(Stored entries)
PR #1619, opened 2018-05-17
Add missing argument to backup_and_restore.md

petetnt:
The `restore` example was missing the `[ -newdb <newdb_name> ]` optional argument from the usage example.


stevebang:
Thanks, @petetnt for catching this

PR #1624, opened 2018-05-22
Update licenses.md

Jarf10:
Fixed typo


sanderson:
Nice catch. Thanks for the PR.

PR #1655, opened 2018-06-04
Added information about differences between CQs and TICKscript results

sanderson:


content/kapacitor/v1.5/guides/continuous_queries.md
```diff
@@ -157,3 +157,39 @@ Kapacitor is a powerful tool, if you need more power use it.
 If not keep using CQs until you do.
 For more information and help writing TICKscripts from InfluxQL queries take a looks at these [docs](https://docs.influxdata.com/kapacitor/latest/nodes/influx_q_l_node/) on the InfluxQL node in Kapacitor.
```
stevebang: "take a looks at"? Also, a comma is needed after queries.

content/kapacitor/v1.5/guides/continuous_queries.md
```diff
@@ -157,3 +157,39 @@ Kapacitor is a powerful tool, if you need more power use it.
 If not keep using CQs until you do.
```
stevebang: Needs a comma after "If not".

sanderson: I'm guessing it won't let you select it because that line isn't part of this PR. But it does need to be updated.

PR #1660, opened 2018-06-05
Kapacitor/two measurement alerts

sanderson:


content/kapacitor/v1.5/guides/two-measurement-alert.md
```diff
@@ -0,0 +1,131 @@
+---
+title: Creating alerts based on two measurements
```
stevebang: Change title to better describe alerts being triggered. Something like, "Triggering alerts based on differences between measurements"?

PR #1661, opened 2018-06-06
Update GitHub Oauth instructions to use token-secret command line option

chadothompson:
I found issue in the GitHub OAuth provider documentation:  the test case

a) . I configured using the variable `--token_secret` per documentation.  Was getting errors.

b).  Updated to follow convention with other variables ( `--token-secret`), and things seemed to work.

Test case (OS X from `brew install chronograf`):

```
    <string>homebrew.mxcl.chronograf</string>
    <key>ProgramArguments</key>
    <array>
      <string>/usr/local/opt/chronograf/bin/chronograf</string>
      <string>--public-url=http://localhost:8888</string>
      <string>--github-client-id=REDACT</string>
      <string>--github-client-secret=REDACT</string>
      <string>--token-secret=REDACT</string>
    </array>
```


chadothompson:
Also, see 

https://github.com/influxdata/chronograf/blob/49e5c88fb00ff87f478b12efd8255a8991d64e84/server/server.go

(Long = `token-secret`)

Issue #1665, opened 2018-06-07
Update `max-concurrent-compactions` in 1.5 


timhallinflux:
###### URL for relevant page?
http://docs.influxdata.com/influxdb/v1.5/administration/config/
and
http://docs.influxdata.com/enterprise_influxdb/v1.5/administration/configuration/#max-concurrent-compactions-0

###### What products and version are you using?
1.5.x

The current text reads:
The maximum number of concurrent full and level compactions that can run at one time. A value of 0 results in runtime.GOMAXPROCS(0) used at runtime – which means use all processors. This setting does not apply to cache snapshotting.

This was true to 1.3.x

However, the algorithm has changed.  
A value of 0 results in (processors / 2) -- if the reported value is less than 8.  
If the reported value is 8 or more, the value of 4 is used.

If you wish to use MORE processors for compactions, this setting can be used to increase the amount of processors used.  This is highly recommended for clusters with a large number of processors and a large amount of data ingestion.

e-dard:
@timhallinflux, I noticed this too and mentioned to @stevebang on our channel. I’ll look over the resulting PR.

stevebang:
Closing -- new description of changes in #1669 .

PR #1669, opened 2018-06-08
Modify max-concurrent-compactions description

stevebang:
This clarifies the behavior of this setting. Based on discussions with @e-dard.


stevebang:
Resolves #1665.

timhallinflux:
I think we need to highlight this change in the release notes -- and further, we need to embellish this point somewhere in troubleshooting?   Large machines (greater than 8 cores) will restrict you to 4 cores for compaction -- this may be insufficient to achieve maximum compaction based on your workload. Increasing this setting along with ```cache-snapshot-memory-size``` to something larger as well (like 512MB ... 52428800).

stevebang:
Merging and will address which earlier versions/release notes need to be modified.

*Exercise description*. With nothing left out, print the data above exactly.

*Expected answer*.
PR #1619, opened 2018-05-17
Add missing argument to backup_and_restore.md

petetnt:
The `restore` example was missing the `[ -newdb <newdb_name> ]` optional argument from the usage example.


stevebang:
Thanks, @petetnt for catching this

PR #1624, opened 2018-05-22
Update licenses.md

Jarf10:
Fixed typo


sanderson:
Nice catch. Thanks for the PR.

PR #1655, opened 2018-06-04
Added information about differences between CQs and TICKscript results

sanderson:


content/kapacitor/v1.5/guides/continuous_queries.md
```diff
@@ -157,3 +157,39 @@ Kapacitor is a powerful tool, if you need more power use it.
 If not keep using CQs until you do.
 For more information and help writing TICKscripts from InfluxQL queries take a looks at these [docs](https://docs.influxdata.com/kapacitor/latest/nodes/influx_q_l_node/) on the InfluxQL node in Kapacitor.
```
stevebang: "take a looks at"? Also, a comma is needed after queries.

content/kapacitor/v1.5/guides/continuous_queries.md
```diff
@@ -157,3 +157,39 @@ Kapacitor is a powerful tool, if you need more power use it.
 If not keep using CQs until you do.
```
stevebang: Needs a comma after "If not".

sanderson: I'm guessing it won't let you select it because that line isn't part of this PR. But it does need to be updated.

PR #1660, opened 2018-06-05
Kapacitor/two measurement alerts

sanderson:


content/kapacitor/v1.5/guides/two-measurement-alert.md
```diff
@@ -0,0 +1,131 @@
+---
+title: Creating alerts based on two measurements
```
stevebang: Change title to better describe alerts being triggered. Something like, "Triggering alerts based on differences between measurements"?

PR #1661, opened 2018-06-06
Update GitHub Oauth instructions to use token-secret command line option

chadothompson:
I found issue in the GitHub OAuth provider documentation:  the test case

a) . I configured using the variable `--token_secret` per documentation.  Was getting errors.

b).  Updated to follow convention with other variables ( `--token-secret`), and things seemed to work.

Test case (OS X from `brew install chronograf`):

```
    <string>homebrew.mxcl.chronograf</string>
    <key>ProgramArguments</key>
    <array>
      <string>/usr/local/opt/chronograf/bin/chronograf</string>
      <string>--public-url=http://localhost:8888</string>
      <string>--github-client-id=REDACT</string>
      <string>--github-client-secret=REDACT</string>
      <string>--token-secret=REDACT</string>
    </array>
```


chadothompson:
Also, see 

https://github.com/influxdata/chronograf/blob/49e5c88fb00ff87f478b12efd8255a8991d64e84/server/server.go

(Long = `token-secret`)

Issue #1665, opened 2018-06-07
Update `max-concurrent-compactions` in 1.5 


timhallinflux:
###### URL for relevant page?
http://docs.influxdata.com/influxdb/v1.5/administration/config/
and
http://docs.influxdata.com/enterprise_influxdb/v1.5/administration/configuration/#max-concurrent-compactions-0

###### What products and version are you using?
1.5.x

The current text reads:
The maximum number of concurrent full and level compactions that can run at one time. A value of 0 results in runtime.GOMAXPROCS(0) used at runtime – which means use all processors. This setting does not apply to cache snapshotting.

This was true to 1.3.x

However, the algorithm has changed.  
A value of 0 results in (processors / 2) -- if the reported value is less than 8.  
If the reported value is 8 or more, the value of 4 is used.

If you wish to use MORE processors for compactions, this setting can be used to increase the amount of processors used.  This is highly recommended for clusters with a large number of processors and a large amount of data ingestion.

e-dard:
@timhallinflux, I noticed this too and mentioned to @stevebang on our channel. I’ll look over the resulting PR.

stevebang:
Closing -- new description of changes in #1669 .

PR #1669, opened 2018-06-08
Modify max-concurrent-compactions description

stevebang:
This clarifies the behavior of this setting. Based on discussions with @e-dard.


stevebang:
Resolves #1665.

timhallinflux:
I think we need to highlight this change in the release notes -- and further, we need to embellish this point somewhere in troubleshooting?   Large machines (greater than 8 cores) will restrict you to 4 cores for compaction -- this may be insufficient to achieve maximum compaction based on your workload. Increasing this setting along with ```cache-snapshot-memory-size``` to something larger as well (like 512MB ... 52428800).

stevebang:
Merging and will address which earlier versions/release notes need to be modified.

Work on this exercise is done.